First, lets produce a scatter plot of sepal length and petal width, with the colour of the points indicating ground truth class:



In [16]:

    
# Figure
plt.figure(figsize=(10,8))

# Scatter plot of the data points
plt.scatter(X[Y==0,0], X[Y==0,3], color='red')
plt.scatter(X[Y==1,0], X[Y==1,3], color='blue')
plt.scatter(X[Y==2,0], X[Y==2,3], color='green')

# Labels
plt.title('Fisher\'s iris datset')
plt.xlabel('Sepal length')
plt.ylabel('Petal width')

# Show
plt.show()

Train a classifier

If we were given measurements of a flower of unknown species, how could we predict its species from its measurements?

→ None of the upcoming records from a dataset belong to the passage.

PR #3698, opened 2026-07-30
Additional test cases for comparing OTel distribution behavior

fractalwrench:
## Goal

Builds on #3683 by enhancing the test cases that compare behavior between the compat and KMP OpenTelemetry distributions.


bidetofevil (approved):
LGTM

PR #3699, opened 2026-07-30
Update AGENTS.md

fractalwrench:
## Goal

Update AGENTS.md following suggestions from `claude doctor` to avoid derivable information & reduce the number of tokens loaded into context.


bidetofevil (approved):
Who am I to doubt what a real doctor says?

PR #3700, opened 2026-07-30
Timeout network request spans after configurable duration

fractalwrench:
## Goal

This changeset times out network request spans after a locally configurable duration (defaults to 10m - well over the P99.9 for requests). On reaching a timeout the request will be stopped and marked as failed. This does alter the behavior of the instrumentation but is the only way to fulfil the constraints of accurate traceparent injection _and_ freeing up the span created in the OTel layer.

I've implemented this by altering the span storage layer so that it can timeout any span, by passing a timeout in ms when it is first created. This is tracked and swept at periodic intervals. If any span exceeds this interval, the span will be stopped.

This only applies to network request spans for now but could be applied to others in future to help avoid resource leaks.

## Testing

Added unit tests.


bidetofevil (approved):
LGTM

lemnik (approved):
Should the timeout maybe be non-nullable to avoid boxing?

Otherwise LGTM!

PR #3803, opened 2026-08-13
Implement manifest file writer

fractalwrench:
## Goal

Implements a class that writes the manifest file for a session part.

## Testing

Added unit tests.


bidetofevil (approved):
LGTM. We'll have to rework this quite a bit when the resource attributes aren't going to be known in advance and we store them all as map entries 😅

PR #3804, opened 2026-08-13
Implement initial session reconstruction service

fractalwrench:
## Goal

Implements the session reconstruction service, initially just deserializing the manifest file into an `Envelope<SessionPartPayload>`.

## Testing

Added unit tests.


bidetofevil (approved):
LGTM

PR #3809, opened 2026-08-14
Encode session part directory version in filename

fractalwrench:
## Goal

Encodes a version for the session part directory in its filename. This will be used to indicate changes in the format that are notable enough to require modifications to our persistence/deserialization logic.

## Testing

Added unit tests.


bidetofevil (approved):
LGTM

bidetofevil (approved):
LGTM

We would need to divide the space seen in the plot above into regions in which a flower is most likely to be member of that species.

The classifiers in Scikit-learn do just this; they compute parameters to control the way in which an algorithm divides the space up into regions.

Define classifier plotting helper function

This function plots the data points in the data set in addition to plotting the decision surface that shows the regions of space that the classifier will assign to the 3 classes.



In [18]:

    
def clf_decision_surface_plot(clf):
    # Generate the co-ordinates at which we will ask the classifier to predict
    # the probabilities of the classes
    xx, yy = np.meshgrid(np.arange(4.0, 8.5, 0.01),
                         np.arange(-0.5, 3.0, 0.01))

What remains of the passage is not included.